The service advisor is a salesman first and foremost. There, I've gone and said it.
Still and all, the most satisfaction I get out of this job is NOT numbers but happy customers. I figger if they leave happy and their car is fixed, I have accomplished something. While that's not bad at all, I get more true satisfaction out of bringing something back to life or improving it. Others are different; I have a co worker who measures his success strictly by his paycheck and he is more than willing to at least bend the concept of morality to accomplish that.
Our society, through movies etc places more value on the so called 'professional' than the blue collar worker. I personally think that's backwards; Mike Rowe's 'Dirty Jobs' shows that those who do get grease under their nails etc. are at least as valuable (and some would say more valuable) to society than the so called professional.
Let me put it this way: if all the garbage men and all the lawyers in a given city went on strike on the same day, who do you think would be missed first?
zoomx2
New Reader
5/25/09 12:38 p.m.
+1 on great article. Spent 9 years as a garbage man, when they don't come people get MAD. Made 60k a year doing it too.
Taiden
New Reader
5/25/09 2:14 p.m.
One of the biggest things I am worried about going into mechanical engineering is that I'll end up with a desk job. Thank god it has a motorsports concentration, I hope I can end up on a team like Redbull Racing.
I'd be really happy working at a high end shop. The kind that R&Ds their own performance parts.
Thanks for this. I've been going down the wrong career path for a while. I know I have been, but I didn't know what to do about it. That article puts into perspective what I've been thinking for the past several months.

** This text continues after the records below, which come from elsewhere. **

PR #1976, opened 2023-12-18
feat: update api path and keep alive

lostbean:
## Description:
Update REST API path with `/api` prefix and add websocket ping/pong handler to keep connection alive.

NO


engine/server/engine/main.go
```diff
@@ -411,14 +413,15 @@ func restApiServer(
 
 	// This is how you set up a basic Echo router
 	echoRouter := echo.New()
-	echoRouter.Use(echomiddleware.Logger())
+	echoApiRouter := echoRouter.Group("/api")
```
leoporoli: I think you can use this constant here `pathToApiGroup`

engine/server/engine/main.go
```diff
@@ -411,14 +413,15 @@ func restApiServer(
...
+	echoApiRouter.Use(echomiddleware.Logger())
```
leoporoli, line 417: nice!

engine/server/engine/server/websocket_api_handler.go
```diff
@@ -245,32 +274,43 @@ func streamStarlarkLogsWithHTTP[T any](ctx echo.Context, streamerPool streaming.
...
-		err := streamer.Consume(func(logline *api_type.ServiceLogs) error {
-			err := websocket.JSON.Send(ws, logline)
-			if err != nil {
-				return err
-			}
-			return nil
+func streamServiceLogsWithWebsocket(ctx echo.Context, cors cors.Cors, streamer streaming.ServiceLogStreamer) {
+	wsPump, err := NewWebsocketPump[api_type.ServiceLogs](ctx, cors)
+	if err != nil {
+		logrus.WithError(err).Error("Failed to start websocket connection")
```
leoporoli, line 264: I think you could create a helper function here to dry a bit, it's the same used in `streamStarlarkLogsWithWebsocket`

engine/server/engine/server/websocket_api_handler.go
```diff
@@ -245,32 +274,43 @@ func streamStarlarkLogsWithHTTP[T any](ctx echo.Context, streamerPool streaming.
...
+	defer wsPump.Close()
+	go wsPump.startPumping()
+
+	err = streamer.Consume(func(logline *api_type.ServiceLogs) error {
+		wsPump.pumpMessage(logline)
+		return nil
+	})
+
+	if err != nil {
+		logrus.WithError(err).WithFields(logrus.Fields{
```
leoporoli, line 281: same for this error

engine/server/engine/server/websocket_api_handler.go
```diff
@@ -300,3 +340,95 @@ func streamServiceLogsWithHTTP(ctx echo.Context, streamer streaming.ServiceLogSt
 		}
 	}
 }
+
+type WebsocketPump[T interface{}] struct {
```
leoporoli: small suggestion, I think this object and methods could be on its file

engine/server/engine/server/websocket_api_handler.go
```diff
@@ -300,3 +340,95 @@ func streamServiceLogsWithHTTP(ctx echo.Context, streamer streaming.ServiceLogSt
...
+
+func NewWebsocketPump[T interface{}](ctx echo.Context, cors cors.Cors) (*WebsocketPump[T], error) {
+	// nolint: exhaustruct
+	upgrader := websocket.Upgrader{
+		ReadBufferSize:  wsReadBufferSize,
+		WriteBufferSize: wsWriteBufferSize,
+		CheckOrigin:     cors.OriginAllowed,
+	}
+
+	conn, err := upgrader.Upgrade(ctx.Response(), ctx.Request(), nil)
```
leoporoli: nice!

engine/server/engine/main.go
lostbean: fixed. nice catch!

engine/server/engine/server/websocket_api_handler.go
```diff
@@ -300,3 +340,95 @@ func streamServiceLogsWithHTTP(ctx echo.Context, streamer streaming.ServiceLogSt
...
+func (pump *WebsocketPump[T]) pumpResponseInfo(msg *api_type.ResponseInfo) {
+	pump.infoChan <- msg
+}
+
+func (pump *WebsocketPump[T]) pumpMessage(msg *T) {
+	pump.inputChan <- msg
+}
+
+func (pump *WebsocketPump[T]) Close() {
+	pump.cancelFunc()
```
leoporoli: I think you can close the web socket here too and the channels, or is it necessary to let them open?

leoporoli: and the ticker?

engine/server/engine/server/websocket_api_handler.go
lostbean: Here it's different, we are returning the error over the websocket channel. I can't use the same abstraction.

engine/server/engine/streaming/websocket_pump.go
```diff
@@ -0,0 +1,119 @@
...
+
+	logrus.WithFields(logrus.Fields{
+		"pongWait":       pongWait,
+		"pingPeriod":     pingPeriod,
+		"maxMessageSize": maxMessageSize,
+	}).Debug("Started keep alive process for websocket connection.")
+
+	pump.websocket.SetReadLimit(maxMessageSize)
+	if err := pump.websocket.SetReadDeadline(time.Now().Add(pongWait)); err != nil {
+		logrus.WithError(err).Error("Failed to set Pong wait time")
```
leoporoli, line 78: will the client receive and error if this happens?

engine/server/engine/server/websocket_api_handler.go
lostbean: If I do it here, we'll be closing it twice and it'll throw an error. The goroutine `StartPumping()` will always close it on exit (`defer`).

engine/server/engine/streaming/websocket_pump.go
```diff
@@ -0,0 +1,119 @@
...
+
+func (pump WebsocketPump[T]) StartPumping() {
+	ticker := time.NewTicker(pingPeriod)
+	defer func() {
+		ticker.Stop()
+		pump.websocket.Close()
+	}()
+
+	logrus.WithFields(logrus.Fields{
+		"pongWait":       pongWait,
```
leoporoli, line 71: nit: you could use constants for these keys

engine/server/engine/streaming/websocket_pump.go
lostbean: no, this is logged only the server side. if this fails, it's very likely the connection is broken.

engine/server/engine/streaming/websocket_pump.go
lostbean: what's the benefity in this case? it does seems an overkill, no?

leoporoli (approved):

engine/server/engine/server/websocket_api_handler.go
leoporoli: @lostbean makes sense, so the close channels could be included in the defer on exit? it is suggested to always close the channels when the writer ends the task

engine/server/engine/streaming/websocket_pump.go
leoporoli: probably is an over-engineering suggestion, I use to do it for me or someone else copy the code later both pieces have the same key and then if it is edited, will be edited in only one place, but.
Not necessary to do the change.

engine/server/engine/server/websocket_api_handler.go
lostbean: yes, I forgot to close the go channels!

lostbean: done!

PR #1996, opened 2023-12-20
fix: change restart policy to always

h4ck3rk3y:
DIVA node kills itself after an API call and needs to restart

### DIFF
--- a/container-engine-lib/lib/backend_impls/docker/docker_kurtosis_backend/docker_kurtosis_backend.go
+++ b/container-engine-lib/lib/backend_impls/docker/docker_kurtosis_backend/docker_kurtosis_backend.go
@@ -229,7 +229,7 @@ func (backend *DockerKurtosisBackend) StartRegisteredUserServices(ctx context.Co
 
 	var restartPolicy docker_manager.RestartPolicy = docker_manager.NoRestart
 	if backend.productionMode {
-		restartPolicy = docker_manager.RestartOnFailure
+		restartPolicy = docker_manager.RestartAlways
 	}
 
 	successfullyStartedService, failedService, err := user_service_functions.StartRegisteredUserServices(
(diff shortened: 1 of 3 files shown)


container-engine-lib/lib/backend_impls/docker/docker_kurtosis_backend/docker_kurtosis_backend.go
```diff
@@ -229,7 +229,7 @@ func (backend *DockerKurtosisBackend) StartRegisteredUserServices(ctx context.Co
 
 	var restartPolicy docker_manager.RestartPolicy = docker_manager.NoRestart
 	if backend.productionMode {
-		restartPolicy = docker_manager.RestartOnFailure
+		restartPolicy = docker_manager.RestartAlways
```
leoporoli, line 232: @h4ck3rk3y Do you know why RestartOnFailure did not restart the container in the DIVA use case?

h4ck3rk3y: Yes, it didn't restart for DIVA. I built this image and restarted and DIVA was restartign!

leoporoli: shouldn't they refactor their code to exit >0 if their service dies?

h4ck3rk3y: So the service dying is the expected behavior in this case! There's an API call that you make and that API call is meant to restart the service but I empathize

leoporoli: but probably yes, it's better to always restart a service in production mode

leoporoli (approved):

PR #2001, opened 2023-12-22
feat: docker compose integration [pt. 1]

tedim52:
## Description:
This PR is the pt. 1 of enabling the use case:
```
kurtosis run docker-compose.yaml
```
This PR contains only the logic for transpiling docker compose into starlark. The next PR will integrate it with APIC.

NO (next one will be).


core/server/api_container/server/docker_compose_transpiler/docker_compose_transpiler.go
```diff
@@ -0,0 +1,582 @@
...
+	envVarsFilepath := path.Join(packageAbsDirpath, envVarsFilename)
+	var envVars map[string]string
+	envVarsInFile, err := godotenv.Read(envVarsFilepath)
+	if err != nil {
+		if !errors.Is(err, os.ErrNotExist) {
+			return "", stacktrace.Propagate(err, "An %v file was found in the package, but an error occurred reading it.", envVarsFilename)
+		}
+		envVarsInFile = map[string]string{}
+	}
+	envVars = envVarsInFile
```
lostbean: do we really need `envVars` here? Why not just use `envVarsInFile`

core/server/api_container/server/docker_compose_transpiler/docker_compose_transpiler.go
```diff
@@ -0,0 +1,582 @@
...
+		Environment: envVars,
+	}
+	setOptionsFunc := func(options *loader.Options) {
+		options.SetProjectName(composeProjectName, shouldOverrideComposeYamlKeyProjectName)
+
+		// Don't resolve paths as they should be resolved by package content provider
+		options.ResolvePaths = false
+
+		// Don't convert Windows paths to Linux paths as APIC runs on Linux
+		options.ConvertWindowsPaths = true
```
lostbean: Wondering if this kind of configuration should go in the `const` section at the top.

core/server/api_container/server/docker_compose_transpiler/docker_compose_transpiler.go
```diff
@@ -0,0 +1,582 @@
...
+		); err != nil {
+			return nil, stacktrace.Propagate(err, "An error occurred setting key '%s' in environment variables Starlark dict.", key)
+		}
+	}
+	return enVarsSLDict, nil
+}
+
+// The 'volumes:' compose key supports named volumes and bind mounts https://docs.docker.com/storage/volumes/
+// bind mount semantics for starlark:
+// <rel path on host>:<path on container> := upload a files artifacts of <rel path on host>, mount the files artifacts on the container at <path on container>
```
lostbean, line 434: These kind of encoding seems a bit trick and can potentially lead to some confusion with user. Wondering if we should simplify the conversion to a safer transcription and let the user adjust the richer options in Starlark later.

core/server/api_container/server/docker_compose_transpiler/docker_compose_transpiler.go
```diff
@@ -0,0 +1,582 @@
...
+	tuple := []starlark.Value{
+		starlark.String(argName),
+		argValue,
+	}
+	return append(kwargs, tuple)
+}
+
+// Returns list of service names in an order that respects dependencies by performing a topological sort
+// Returns error if cyclical dependency is detected
+// o(n^2) but simpler variation of Kahns algorithm https://en.wikipedia.org/wiki/Topological_sorting#Kahn's_algorithm
```
lostbean, line 538: Nice :)

lostbean (approved):
Left some small comments but looks good

core/server/api_container/server/docker_compose_transpiler/docker_compose_transpiler.go
tedim52: Definitely. Particularly with volume's, it's not a 1:1 match in terms of semantics, but rather it requires translating Compose's volume concept into our concepts which definitely needs to be transparent to users. 

Going to put some thought into this, but do you have any ideas for what a simpler transcription might be?

core/server/api_container/server/docker_compose_transpiler/docker_compose_transpiler.go
tedim52: facts

core/server/api_container/server/docker_compose_transpiler/docker_compose_transpiler.go
tedim52: facts

core/server/api_container/server/docker_compose_transpiler/docker_compose_transpiler.go
tedim52: After putting some thought into it, going to merge this for now and return to this when writing docs on the translation between files artifact and volume.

Amen. I have been saying the same things for years. Just on Friday some co workers and I were talking about what we would do if we won the lottery, my response was I would go teach at a trade school. My co-workers are now convinced I realy am crazy. I have the skills and back ground, why not teach young people to make a living?
Alot of the people I know who graduated from "real" colleges are not working in the fields there degees are in. I am a tradesman, I work with my hands, I have a technical degree, I have very good job security, I get paid very well for these things.
alex
HalfDork
5/25/09 4:09 p.m.
I wish this line of thinking occurred to me when I was finishing high school. The college-to-job career path was so ingrained that an alternative didn't even exist in my mind, even though I had no idea what I was going to study, since I had no idea what I wanted to do in life. There was no other way to do it.
So I flunked/dropped out of two private colleges in two different states before realizing it wasn't working. I thought I was the problem, and was beating myself up over not succeeding. For some reason - divine intervention of the Flying Spaghetti Monster, perhaps - I enrolled in culinary school, which, despite the curricular machinations to the contrary, is a trade school. I realized I didn't just love food and cooking, but I loved working with my hands. Hard work. Longs hours. Hazardous work. It's great.
Now, after a hiatus from the food industry (too many irrational people in charge), during which time I've worked in a motorcycle shop and am currently working with a good friend doing rehab and construction, I realize that for me, the nature of the work almost doesn't matter. It's the act of working that's fulfilling.
The best line from Crawford's article sums it up nicely. "The work is sometimes frustrating, but it is never irrational." That's a rare thing in life, and I think it's why I embrace straightforward trades so wholly.